DIRECTIONS:
Among the records, find the lines that hold the string "Windows" and return them.
━━━━━━━━━━━━━━━━━━━━━━━━━━━━━━
PR #1237, opened 2022-01-19
Remove Windows 32-bit from the Python 3.10 build.

jpivarski:


jpivarski:
Testing the deployment here, by the way: https://github.com/scikit-hep/awkward-1.0/actions/runs/1719986605

henryiii:
You could skip it instead (or also) in pyproject.toml; the benefit of the skip is that it works locally too. Technically, we don't really support local Windows runs yet... But the next cibuildwheel release should. Quite minor, this is fine.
━━━━━━━━━━━━━━━━━━━━━━━━━━━━━━
SOLVED PROBLEM:
Remove Windows 32-bit from the Python 3.10 build.
You could skip it instead (or also) in pyproject.toml; the benefit of the skip is that it works locally too. Technically, we don't really support local Windows runs yet... But the next cibuildwheel release should. Quite minor, this is fine.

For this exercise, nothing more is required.